Exercise instructions ▸
Look through the listing for the word "Automated". Copy each line that has it.

------

PR #524, opened 2016-01-03
Added Automated Browser Testing category, Gridlastic and also beanstalkapp

cheiff:
I leave the other services to @gavinengel, who suggested the change.

### DIFF
--- a/README.md
+++ b/README.md
@@ -17,6 +17,7 @@ Table of Contents
    * [Code Quality](#code-quality)
    * [Code Search and Browsing](#code-search-and-browsing)
    * [CI / CD](#ci--cd)
+   * [Automated Browser Testing](#automated-browser-testing)
    * [Security and PKI](#security-and-pki)
    * [Management Systems](#management-system)
    * [Log Management](#log-management)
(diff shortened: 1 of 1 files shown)


README.md
```diff
@@ -132,14 +134,17 @@ Table of Contents
   * https://snap-ci.com/ - Free for public repositories, 1 build at the time
   * http://www.appveyor.com/ - CD service for Windows, free for Open Source
   * [Comparison of Continuous Integration services](https://github.com/ligurio/Continuous-Integration-services)
-  * https://saucelabs.com/ - CI with scalable testing for mobile and web apps, free for Open Source
```
ripienaar: hmm, why move this one?

cheiff: That was the proposal of the OP.
Actually it fits in both categories. 
I can leave it as it was, if you want.
Another thing : what do I do with that problematic url? It has nothing to do with this PR.

ripienaar: right, yeah - i am not keen on dupes but we can put it wherever you and OP feel is best, you're right either will work

Ignore that link for now, I'll merge on red if URLs not from this PR is causing hassles, if it stays broken I'll remove it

------

Output for this exercise ▸
Added Automated Browser Testing category, Gridlastic and also beanstalkapp
+   * [Automated Browser Testing](#automated-browser-testing)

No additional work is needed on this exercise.